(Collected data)

# # # # # # #

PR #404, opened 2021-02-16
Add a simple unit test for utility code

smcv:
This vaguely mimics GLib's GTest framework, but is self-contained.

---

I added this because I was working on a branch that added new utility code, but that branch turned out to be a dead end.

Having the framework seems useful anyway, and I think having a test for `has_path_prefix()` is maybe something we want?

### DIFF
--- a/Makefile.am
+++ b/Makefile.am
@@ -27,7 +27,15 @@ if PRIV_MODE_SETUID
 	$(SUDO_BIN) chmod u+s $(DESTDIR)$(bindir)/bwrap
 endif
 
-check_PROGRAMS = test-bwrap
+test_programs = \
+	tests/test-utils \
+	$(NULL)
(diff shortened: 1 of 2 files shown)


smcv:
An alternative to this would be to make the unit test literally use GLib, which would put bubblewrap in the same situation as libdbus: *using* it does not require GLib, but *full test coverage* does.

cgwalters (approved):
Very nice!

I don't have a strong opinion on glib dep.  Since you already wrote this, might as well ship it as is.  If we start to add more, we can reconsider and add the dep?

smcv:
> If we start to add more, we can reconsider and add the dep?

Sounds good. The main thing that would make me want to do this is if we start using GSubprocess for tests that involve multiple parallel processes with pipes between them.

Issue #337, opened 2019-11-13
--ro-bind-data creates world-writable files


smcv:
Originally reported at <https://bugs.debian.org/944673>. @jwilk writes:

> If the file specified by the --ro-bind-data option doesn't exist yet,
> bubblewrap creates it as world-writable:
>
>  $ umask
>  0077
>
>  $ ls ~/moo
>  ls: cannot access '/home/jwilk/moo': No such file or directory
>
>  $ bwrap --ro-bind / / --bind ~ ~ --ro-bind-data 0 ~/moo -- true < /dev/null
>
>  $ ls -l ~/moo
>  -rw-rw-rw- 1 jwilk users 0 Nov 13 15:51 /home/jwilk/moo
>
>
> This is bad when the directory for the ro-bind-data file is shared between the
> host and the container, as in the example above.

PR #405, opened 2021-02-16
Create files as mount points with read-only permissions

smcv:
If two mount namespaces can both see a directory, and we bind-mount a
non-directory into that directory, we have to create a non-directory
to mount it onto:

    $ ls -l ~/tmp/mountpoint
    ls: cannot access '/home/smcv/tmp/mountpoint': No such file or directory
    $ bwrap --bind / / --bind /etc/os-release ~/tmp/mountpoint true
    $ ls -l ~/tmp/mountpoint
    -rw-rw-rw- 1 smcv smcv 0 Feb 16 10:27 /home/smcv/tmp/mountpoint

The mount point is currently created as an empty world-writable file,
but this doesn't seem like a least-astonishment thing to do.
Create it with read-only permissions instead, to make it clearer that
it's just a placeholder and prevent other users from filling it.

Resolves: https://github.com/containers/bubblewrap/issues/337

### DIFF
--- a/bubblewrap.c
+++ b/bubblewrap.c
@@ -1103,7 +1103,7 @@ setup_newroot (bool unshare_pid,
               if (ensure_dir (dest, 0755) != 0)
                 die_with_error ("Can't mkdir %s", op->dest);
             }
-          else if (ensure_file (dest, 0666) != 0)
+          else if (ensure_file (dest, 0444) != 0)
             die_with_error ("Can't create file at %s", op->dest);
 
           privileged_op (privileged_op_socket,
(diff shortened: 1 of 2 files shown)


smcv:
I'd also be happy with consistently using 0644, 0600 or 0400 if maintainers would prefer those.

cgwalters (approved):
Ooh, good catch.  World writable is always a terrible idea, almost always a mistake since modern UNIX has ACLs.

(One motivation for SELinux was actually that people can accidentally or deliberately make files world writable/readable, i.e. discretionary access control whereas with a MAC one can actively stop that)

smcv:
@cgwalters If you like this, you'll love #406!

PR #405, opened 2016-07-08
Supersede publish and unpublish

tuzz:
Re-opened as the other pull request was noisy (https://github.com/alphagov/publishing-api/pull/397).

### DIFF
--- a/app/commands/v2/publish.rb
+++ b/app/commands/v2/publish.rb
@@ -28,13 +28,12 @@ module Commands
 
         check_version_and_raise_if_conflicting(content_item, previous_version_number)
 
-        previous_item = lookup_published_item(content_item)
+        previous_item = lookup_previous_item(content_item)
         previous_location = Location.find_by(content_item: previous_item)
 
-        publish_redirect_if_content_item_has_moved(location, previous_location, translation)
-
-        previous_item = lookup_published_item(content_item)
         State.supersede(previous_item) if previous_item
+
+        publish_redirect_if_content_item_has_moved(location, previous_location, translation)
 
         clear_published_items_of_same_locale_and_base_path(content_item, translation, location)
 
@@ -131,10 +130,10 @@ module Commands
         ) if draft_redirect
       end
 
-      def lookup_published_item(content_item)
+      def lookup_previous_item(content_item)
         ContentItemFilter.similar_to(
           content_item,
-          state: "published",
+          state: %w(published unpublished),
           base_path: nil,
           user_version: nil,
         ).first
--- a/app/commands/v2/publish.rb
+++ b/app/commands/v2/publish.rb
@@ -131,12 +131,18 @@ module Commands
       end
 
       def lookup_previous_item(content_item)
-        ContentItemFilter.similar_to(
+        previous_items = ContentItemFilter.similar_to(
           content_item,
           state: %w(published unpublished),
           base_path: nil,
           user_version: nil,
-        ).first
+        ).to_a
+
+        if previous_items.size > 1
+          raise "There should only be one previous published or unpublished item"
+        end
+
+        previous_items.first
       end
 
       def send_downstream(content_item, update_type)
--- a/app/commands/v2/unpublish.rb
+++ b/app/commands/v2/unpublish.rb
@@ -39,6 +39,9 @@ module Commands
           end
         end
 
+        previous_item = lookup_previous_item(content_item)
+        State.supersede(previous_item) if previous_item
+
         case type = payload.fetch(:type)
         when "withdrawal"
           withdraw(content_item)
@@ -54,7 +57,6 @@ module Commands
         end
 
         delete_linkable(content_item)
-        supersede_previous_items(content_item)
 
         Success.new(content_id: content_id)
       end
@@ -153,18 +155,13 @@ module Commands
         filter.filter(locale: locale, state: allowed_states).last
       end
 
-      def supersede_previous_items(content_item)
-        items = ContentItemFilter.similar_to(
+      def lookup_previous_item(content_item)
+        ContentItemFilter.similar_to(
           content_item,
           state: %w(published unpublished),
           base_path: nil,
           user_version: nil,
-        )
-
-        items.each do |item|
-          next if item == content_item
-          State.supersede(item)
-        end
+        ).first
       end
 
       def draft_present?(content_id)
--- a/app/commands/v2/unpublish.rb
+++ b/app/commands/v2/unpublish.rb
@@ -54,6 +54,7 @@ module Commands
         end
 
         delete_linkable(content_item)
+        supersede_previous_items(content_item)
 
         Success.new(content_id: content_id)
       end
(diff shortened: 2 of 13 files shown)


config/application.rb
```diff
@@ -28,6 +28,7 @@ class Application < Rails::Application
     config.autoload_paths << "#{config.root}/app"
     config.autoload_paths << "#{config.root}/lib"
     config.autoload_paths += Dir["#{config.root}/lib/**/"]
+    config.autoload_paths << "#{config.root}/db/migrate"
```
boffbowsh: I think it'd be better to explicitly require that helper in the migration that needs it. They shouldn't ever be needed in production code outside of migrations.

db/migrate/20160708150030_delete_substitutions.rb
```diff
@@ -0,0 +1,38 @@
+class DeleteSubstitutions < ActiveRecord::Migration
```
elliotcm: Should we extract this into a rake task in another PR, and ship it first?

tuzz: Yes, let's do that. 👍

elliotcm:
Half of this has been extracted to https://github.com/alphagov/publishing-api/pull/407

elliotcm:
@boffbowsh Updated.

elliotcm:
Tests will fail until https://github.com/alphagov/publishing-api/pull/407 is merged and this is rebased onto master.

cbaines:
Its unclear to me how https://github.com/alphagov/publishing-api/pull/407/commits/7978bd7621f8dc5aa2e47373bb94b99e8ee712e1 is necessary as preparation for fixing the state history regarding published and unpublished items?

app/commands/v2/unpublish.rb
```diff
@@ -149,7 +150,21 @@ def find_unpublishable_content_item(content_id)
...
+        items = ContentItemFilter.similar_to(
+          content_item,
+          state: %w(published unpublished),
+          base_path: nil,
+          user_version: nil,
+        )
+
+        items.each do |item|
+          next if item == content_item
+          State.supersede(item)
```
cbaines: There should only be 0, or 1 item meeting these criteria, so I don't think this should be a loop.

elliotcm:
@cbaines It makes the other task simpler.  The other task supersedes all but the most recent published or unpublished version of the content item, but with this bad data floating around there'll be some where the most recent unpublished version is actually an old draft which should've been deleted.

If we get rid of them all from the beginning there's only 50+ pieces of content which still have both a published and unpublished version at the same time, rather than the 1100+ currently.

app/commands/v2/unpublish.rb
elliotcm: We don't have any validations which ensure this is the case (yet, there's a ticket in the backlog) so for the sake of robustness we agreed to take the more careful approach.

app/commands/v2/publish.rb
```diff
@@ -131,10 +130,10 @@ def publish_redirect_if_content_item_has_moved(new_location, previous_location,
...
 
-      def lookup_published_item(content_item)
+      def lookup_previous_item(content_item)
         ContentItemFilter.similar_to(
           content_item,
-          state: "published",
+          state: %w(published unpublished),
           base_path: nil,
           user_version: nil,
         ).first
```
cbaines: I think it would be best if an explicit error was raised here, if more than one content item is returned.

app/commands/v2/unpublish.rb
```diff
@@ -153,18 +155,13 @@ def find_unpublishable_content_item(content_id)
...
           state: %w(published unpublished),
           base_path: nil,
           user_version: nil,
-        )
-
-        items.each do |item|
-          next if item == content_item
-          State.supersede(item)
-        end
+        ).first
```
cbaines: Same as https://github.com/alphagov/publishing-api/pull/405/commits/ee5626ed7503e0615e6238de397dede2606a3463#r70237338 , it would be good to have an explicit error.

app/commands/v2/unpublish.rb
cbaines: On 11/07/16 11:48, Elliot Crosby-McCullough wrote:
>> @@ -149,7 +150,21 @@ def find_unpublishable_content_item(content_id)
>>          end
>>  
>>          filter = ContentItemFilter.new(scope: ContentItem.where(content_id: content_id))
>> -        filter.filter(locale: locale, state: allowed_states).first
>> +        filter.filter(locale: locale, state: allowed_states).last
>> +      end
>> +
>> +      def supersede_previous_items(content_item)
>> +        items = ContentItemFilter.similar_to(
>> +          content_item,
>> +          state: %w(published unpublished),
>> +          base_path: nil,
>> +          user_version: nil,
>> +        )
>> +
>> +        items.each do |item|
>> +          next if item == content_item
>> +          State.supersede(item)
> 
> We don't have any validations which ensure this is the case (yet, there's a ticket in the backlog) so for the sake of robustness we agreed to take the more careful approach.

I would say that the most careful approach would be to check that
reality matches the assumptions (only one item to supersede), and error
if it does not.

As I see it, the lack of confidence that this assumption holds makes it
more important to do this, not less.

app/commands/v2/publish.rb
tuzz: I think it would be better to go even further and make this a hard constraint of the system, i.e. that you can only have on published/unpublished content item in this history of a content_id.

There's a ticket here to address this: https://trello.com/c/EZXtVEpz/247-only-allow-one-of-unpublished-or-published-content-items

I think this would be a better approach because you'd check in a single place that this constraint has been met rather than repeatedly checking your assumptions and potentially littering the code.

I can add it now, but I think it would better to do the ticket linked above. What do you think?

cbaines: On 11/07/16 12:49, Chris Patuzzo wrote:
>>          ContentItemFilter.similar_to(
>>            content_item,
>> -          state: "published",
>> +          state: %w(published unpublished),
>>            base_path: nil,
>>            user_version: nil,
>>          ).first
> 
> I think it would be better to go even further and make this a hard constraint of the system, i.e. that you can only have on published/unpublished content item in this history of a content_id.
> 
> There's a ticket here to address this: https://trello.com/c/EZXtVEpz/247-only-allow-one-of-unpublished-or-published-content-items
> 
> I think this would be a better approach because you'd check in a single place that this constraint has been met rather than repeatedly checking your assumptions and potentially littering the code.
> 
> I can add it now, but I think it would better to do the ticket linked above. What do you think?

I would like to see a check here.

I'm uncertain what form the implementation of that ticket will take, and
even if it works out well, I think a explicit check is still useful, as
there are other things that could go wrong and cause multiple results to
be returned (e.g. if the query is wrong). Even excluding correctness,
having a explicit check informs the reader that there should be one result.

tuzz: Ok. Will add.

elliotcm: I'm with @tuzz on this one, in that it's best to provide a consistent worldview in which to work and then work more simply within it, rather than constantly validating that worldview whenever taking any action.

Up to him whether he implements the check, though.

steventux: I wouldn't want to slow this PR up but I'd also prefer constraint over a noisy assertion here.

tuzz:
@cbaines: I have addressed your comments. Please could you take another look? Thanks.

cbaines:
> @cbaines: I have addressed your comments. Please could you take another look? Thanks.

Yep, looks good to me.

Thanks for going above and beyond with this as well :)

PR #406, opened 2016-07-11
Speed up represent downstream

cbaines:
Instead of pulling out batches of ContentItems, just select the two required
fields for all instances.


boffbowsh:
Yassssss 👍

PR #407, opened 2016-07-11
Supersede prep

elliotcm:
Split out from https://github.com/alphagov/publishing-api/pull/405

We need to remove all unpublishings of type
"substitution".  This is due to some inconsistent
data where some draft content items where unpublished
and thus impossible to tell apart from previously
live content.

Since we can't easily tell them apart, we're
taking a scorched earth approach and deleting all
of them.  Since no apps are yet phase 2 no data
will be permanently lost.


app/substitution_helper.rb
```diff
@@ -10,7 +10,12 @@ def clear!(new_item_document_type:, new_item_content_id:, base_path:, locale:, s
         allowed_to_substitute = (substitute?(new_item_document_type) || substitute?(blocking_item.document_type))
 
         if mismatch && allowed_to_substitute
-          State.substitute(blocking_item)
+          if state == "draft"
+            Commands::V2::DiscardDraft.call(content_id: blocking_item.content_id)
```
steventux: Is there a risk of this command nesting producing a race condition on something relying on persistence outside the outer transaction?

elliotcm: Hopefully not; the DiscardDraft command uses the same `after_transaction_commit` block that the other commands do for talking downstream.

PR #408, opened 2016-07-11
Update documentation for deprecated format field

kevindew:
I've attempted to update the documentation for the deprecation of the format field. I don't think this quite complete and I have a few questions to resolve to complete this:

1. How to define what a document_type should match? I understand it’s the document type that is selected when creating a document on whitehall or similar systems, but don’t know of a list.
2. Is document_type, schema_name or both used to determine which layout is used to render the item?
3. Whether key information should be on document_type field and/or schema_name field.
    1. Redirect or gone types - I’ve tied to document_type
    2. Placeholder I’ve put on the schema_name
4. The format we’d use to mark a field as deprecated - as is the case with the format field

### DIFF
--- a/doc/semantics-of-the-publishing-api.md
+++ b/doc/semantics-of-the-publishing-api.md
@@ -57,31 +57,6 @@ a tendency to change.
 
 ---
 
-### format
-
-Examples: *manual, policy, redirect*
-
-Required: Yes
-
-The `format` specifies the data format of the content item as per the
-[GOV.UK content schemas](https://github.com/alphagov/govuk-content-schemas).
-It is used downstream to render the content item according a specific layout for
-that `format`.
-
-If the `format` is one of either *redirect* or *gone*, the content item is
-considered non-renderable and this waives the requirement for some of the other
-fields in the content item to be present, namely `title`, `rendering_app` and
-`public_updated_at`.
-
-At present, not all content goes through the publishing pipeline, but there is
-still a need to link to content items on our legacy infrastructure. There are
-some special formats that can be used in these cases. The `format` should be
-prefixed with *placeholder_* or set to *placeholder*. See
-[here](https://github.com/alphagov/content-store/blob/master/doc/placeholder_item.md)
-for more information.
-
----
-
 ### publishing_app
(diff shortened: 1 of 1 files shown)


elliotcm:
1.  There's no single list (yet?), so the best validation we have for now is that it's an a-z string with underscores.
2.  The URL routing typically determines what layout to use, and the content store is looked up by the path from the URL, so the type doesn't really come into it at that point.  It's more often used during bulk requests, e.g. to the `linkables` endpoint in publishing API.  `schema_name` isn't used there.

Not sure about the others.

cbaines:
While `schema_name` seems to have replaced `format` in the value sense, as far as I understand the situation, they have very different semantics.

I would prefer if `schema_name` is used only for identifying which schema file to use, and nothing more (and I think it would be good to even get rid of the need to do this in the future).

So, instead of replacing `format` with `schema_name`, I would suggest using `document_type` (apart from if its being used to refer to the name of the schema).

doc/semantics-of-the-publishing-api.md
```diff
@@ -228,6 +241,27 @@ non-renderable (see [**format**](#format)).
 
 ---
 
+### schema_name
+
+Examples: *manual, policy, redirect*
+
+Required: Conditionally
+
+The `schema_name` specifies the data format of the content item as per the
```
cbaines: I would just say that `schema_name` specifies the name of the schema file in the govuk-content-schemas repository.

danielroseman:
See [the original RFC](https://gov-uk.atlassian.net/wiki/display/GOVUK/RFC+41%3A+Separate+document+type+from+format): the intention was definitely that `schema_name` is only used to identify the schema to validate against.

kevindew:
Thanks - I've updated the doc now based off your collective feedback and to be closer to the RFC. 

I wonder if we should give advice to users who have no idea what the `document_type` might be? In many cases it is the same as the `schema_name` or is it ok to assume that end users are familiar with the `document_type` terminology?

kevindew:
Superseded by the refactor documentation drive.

# # # # # # #

→ The task
Match on "currently" and copy out every line of the entries that contains it.

→ Result
The mount point is currently created as an empty world-writable file,
If we get rid of them all from the beginning there's only 50+ pieces of content which still have both a published and unpublished version at the same time, rather than the 1100+ currently.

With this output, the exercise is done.